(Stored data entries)
PR #87, opened 2019-06-06
Disposed of WebSocket connections when the client's certificate is not recognised.

droyad:
This was keeping connections open by the server and causing the client to run out of memory.

Added a timeout to the receive on the client so that it kills those open connections (for connections by previous version of Halibut).
Correctly closed the connections at both ends. I'm guessing it changed between versions of the lib and now requires CloseAsync and CloseOutputAsync calls.
Cleaned up the message output
Fixes https://github.com/OctopusDeploy/Issues/issues/4227

### DIFF
--- a/source/Halibut/Transport/Protocol/WebSocketStream.cs
+++ b/source/Halibut/Transport/Protocol/WebSocketStream.cs
@@ -4,6 +4,7 @@ using System.Net.WebSockets;
 using System.Text;
 using System.Threading;
 using System.Threading.Tasks;
+using Halibut.Diagnostics;
 
 namespace Halibut.Transport.Protocol
 {
@@ -49,13 +50,24 @@ namespace Halibut.Transport.Protocol
             var buffer = new ArraySegment<byte>(new byte[10000]);
             while (true)
             {
-                var result = await context.ReceiveAsync(buffer, cancel.Token);
-                if (result.MessageType != WebSocketMessageType.Text)
-                    throw new Exception($"Encountered an unexpected message type {result.MessageType}");
-                sb.Append(Encoding.UTF8.GetString(buffer.Array, 0, result.Count));
+                using(var cts = new CancellationTokenSource(HalibutLimits.TcpClientReceiveTimeout))
+                using(var combined = CancellationTokenSource.CreateLinkedTokenSource(cts.Token, cancel.Token))
+                {
+                    var result = await context.ReceiveAsync(buffer, combined.Token);
+                    if (result.MessageType == WebSocketMessageType.Close)
+                    {
+                        using(var sendCancel = new CancellationTokenSource(TimeSpan.FromSeconds(1)))
+                            await context.CloseOutputAsync(WebSocketCloseStatus.NormalClosure, "Close received", sendCancel.Token);
+                        return null;
+                    }
 
-                if (result.EndOfMessage)
-                    return sb.ToString();
+                    if (result.MessageType != WebSocketMessageType.Text)
+                        throw new Exception($"Encountered an unexpected message type {result.MessageType}");
+                    sb.Append(Encoding.UTF8.GetString(buffer.Array, 0, result.Count));
+
+                    if (result.EndOfMessage)
+                        return sb.ToString();
+                }
             }
         }
 
@@ -102,9 +114,9 @@ namespace Halibut.Transport.Protocol
             if (context.State != WebSocketState.Open)
                 return;
 
-            var sendCancel = new CancellationTokenSource(TimeSpan.FromSeconds(1));
-            context.SendAsync(new ArraySegment<byte>(new byte[0]), WebSocketMessageType.Close, true, sendCancel.Token)
-                .ConfigureAwait(false).GetAwaiter().GetResult();
+            using(var sendCancel = new CancellationTokenSource(TimeSpan.FromSeconds(1)))
+                context.CloseOutputAsync(WebSocketCloseStatus.NormalClosure, "Closing", sendCancel.Token)
+                    .ConfigureAwait(false).GetAwaiter().GetResult();
         }
 
         protected override void Dispose(bool disposing)
--- a/source/Halibut/Transport/SecureClient.cs
+++ b/source/Halibut/Transport/SecureClient.cs
@@ -10,6 +10,7 @@ using System.Threading;
 using Halibut.Diagnostics;
 using Halibut.Transport.Protocol;
 using Halibut.Transport.Proxy;
+using Halibut.Util;
 
 namespace Halibut.Transport
 {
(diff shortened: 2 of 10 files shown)


source/Halibut/Transport/Protocol/WebSocketStream.cs
```diff
@@ -49,13 +50,24 @@ public async Task<string> ReadTextMessage()
...
             while (true)
             {
-                var result = await context.ReceiveAsync(buffer, cancel.Token);
-                if (result.MessageType != WebSocketMessageType.Text)
-                    throw new Exception($"Encountered an unexpected message type {result.MessageType}");
-                sb.Append(Encoding.UTF8.GetString(buffer.Array, 0, result.Count));
-
-                if (result.EndOfMessage)
-                    return sb.ToString();
+                using(var cts = new CancellationTokenSource(HalibutLimits.TcpClientReceiveTimeout))
```
droyad: Drops connections that have not sent data after 10 minutes... don't know if that is too long

source/Halibut/Transport/Protocol/WebSocketStream.cs
```diff
@@ -49,13 +50,24 @@ public async Task<string> ReadTextMessage()
...
+                using(var combined = CancellationTokenSource.CreateLinkedTokenSource(cts.Token, cancel.Token))
+                {
+                    var result = await context.ReceiveAsync(buffer, combined.Token);
+                    if (result.MessageType == WebSocketMessageType.Close)
```
droyad: Other end closed

source/Halibut/Transport/SecureClient.cs
```diff
@@ -80,7 +80,6 @@ public void ExecuteTransaction(Action<MessageExchangeProtocol> protocolHandler)
                     log.Write(EventType.Error, $"The remote host at {(ServiceEndpoint == null ? "(Null EndPoint)" : ServiceEndpoint.BaseUri.ToString())} refused the connection, this may mean that the expected listening service is not running.");
                     lastError = cex;
                     retryAllowed = false;
-                    Thread.Sleep(retryInterval);
```
droyad: Should have removed this from the other change. No need to sleep here, the outer loop will do that

source/Halibut/Transport/SecureWebSocketClient.cs
```diff
@@ -77,7 +77,6 @@ public void ExecuteTransaction(Action<MessageExchangeProtocol> protocolHandler)
                 }
                 catch (AuthenticationException aex)
                 {
-                    log.WriteException(EventType.Error, $"Authentication failed while setting up connection to {(serviceEndpoint == null ? "(Null EndPoint)" : serviceEndpoint.BaseUri.ToString())}", aex);
```
droyad: Message will be printed by the parent

source/Halibut/Transport/WebSocketConnectionFactory.cs
```diff
@@ -62,15 +62,25 @@ ClientWebSocket CreateConnectedClient(ServiceEndPoint serviceEndpoint)
                         .ConfigureAwait(false).GetAwaiter().GetResult();
                 ServerCertificateInterceptor.Validate(connectionId, serviceEndpoint);
             }
+            catch
```
droyad: Fix the connection leak

droyad:
I figured out that `SecureClient` is shared between polling and listening. The retries for polling are a bit different between the two (polling retries for ever, listening doesn't). We've been changing this class and breaking it for one or the other. I'll put up another PR to split that into two.

droyad:
I ended up rolling back the recent changes to `SecureClient` as a new class `SecureListeningClient` as `SecureClient` was used by both polling and listening and they were in conflict when it comes to the retry logic. This will give us a break

droyad:
[Halibut memory leak](https://trello.com/c/AXw70vGI/1012-halibut-memory-leak)

source/Halibut/Transport/Protocol/WebSocketStream.cs
```diff
@@ -102,9 +114,9 @@ void SendCloseMessage()
             if (context.State != WebSocketState.Open)
                 return;
 
-            var sendCancel = new CancellationTokenSource(TimeSpan.FromSeconds(1));
-            context.SendAsync(new ArraySegment<byte>(new byte[0]), WebSocketMessageType.Close, true, sendCancel.Token)
-                .ConfigureAwait(false).GetAwaiter().GetResult();
+            using(var sendCancel = new CancellationTokenSource(TimeSpan.FromSeconds(1)))
+                context.CloseOutputAsync(WebSocketCloseStatus.NormalClosure, "Closing", sendCancel.Token)
+                    .ConfigureAwait(false).GetAwaiter().GetResult();
```
zentron: Not that it probably matters much in what we are doing, but shouldn't the close initiator wait for the close response from the other side?

source/Halibut/Transport/Protocol/WebSocketStream.cs
zentron: Nice. have been playing around with websockets myself recently and had to double think when it came to the proper close handshake

source/Halibut/Transport/SecureListeningClient.cs
```diff
@@ -0,0 +1,157 @@
...
+                catch (AuthenticationException aex)
+                {
+                    log.WriteException(EventType.Error, $"Authentication failed while setting up connection to {(ServiceEndpoint == null ? "(Null EndPoint)" : ServiceEndpoint.BaseUri.ToString())}", aex);
+                    lastError = aex;
+                    retryAllowed = false;
+                    break;
+                }
+                catch (SocketException cex) when (cex.SocketErrorCode == SocketError.ConnectionRefused)
+                {
+                    log.Write(EventType.Error, $"The remote host at {(ServiceEndpoint == null ? "(Null EndPoint)" : ServiceEndpoint.BaseUri.ToString())} refused the connection, this may mean that the expected listening service is not running.");
```
zentron: nothing major. just a tidy thing, the repeated `(ServiceEndpoint == null ? "(Null EndPoint)" : ServiceEndpoint.BaseUri.ToString()` could be put into a local method.

source/Halibut/Transport/Protocol/WebSocketStream.cs
zentron: On further reading it looks like `CloseOutputAsync` will sort that out for you

source/Halibut/Transport/WebSocketConnectionFactory.cs
```diff
@@ -62,15 +62,25 @@ ClientWebSocket CreateConnectedClient(ServiceEndPoint serviceEndpoint)
...
+            {
+                if (client.State == WebSocketState.Open)
+                    using (var sendCancel = new CancellationTokenSource(TimeSpan.FromSeconds(1)))
+                        client.CloseAsync(WebSocketCloseStatus.ProtocolError, "Certificate thumbprint not recognised", sendCancel.Token)
```
zentron: Should we be using `CloseOutputAsync` here as well?

source/Halibut/Transport/Protocol/WebSocketStream.cs
droyad: It falls into a a heap if I try a `CloseAsync` here, possibly because the connection has already been killed by the other end

source/Halibut/Transport/WebSocketConnectionFactory.cs
droyad: I'm not sure to be honest. It works like this and both sides are happy. This https://stackoverflow.com/a/26744644/10784 suggests CloseAsync is a nicer way of doing things.

> There are two ways to close a WebSocket connection. The graceful way is CloseAsync which when initiated sends a message to the connected party, and waits for acknowledgement. The keyword here is sends. Remember in our previous point we discussed that you can only have a single send or receive at any given point in time? So if you are sending data, and at the same time try to CloseAsync this leads to an exception because CloseAsync will also try to send a message. The other option is to use CloseOutputAsync this is more of a “fire-and-forget” approach.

Assignment. Pick each line holding "namespace" out of the entries above and return it.

Exercise solution.
 namespace Halibut.Transport.Protocol
@@ -49,13 +50,24 @@ namespace Halibut.Transport.Protocol
@@ -102,9 +114,9 @@ namespace Halibut.Transport.Protocol
 namespace Halibut.Transport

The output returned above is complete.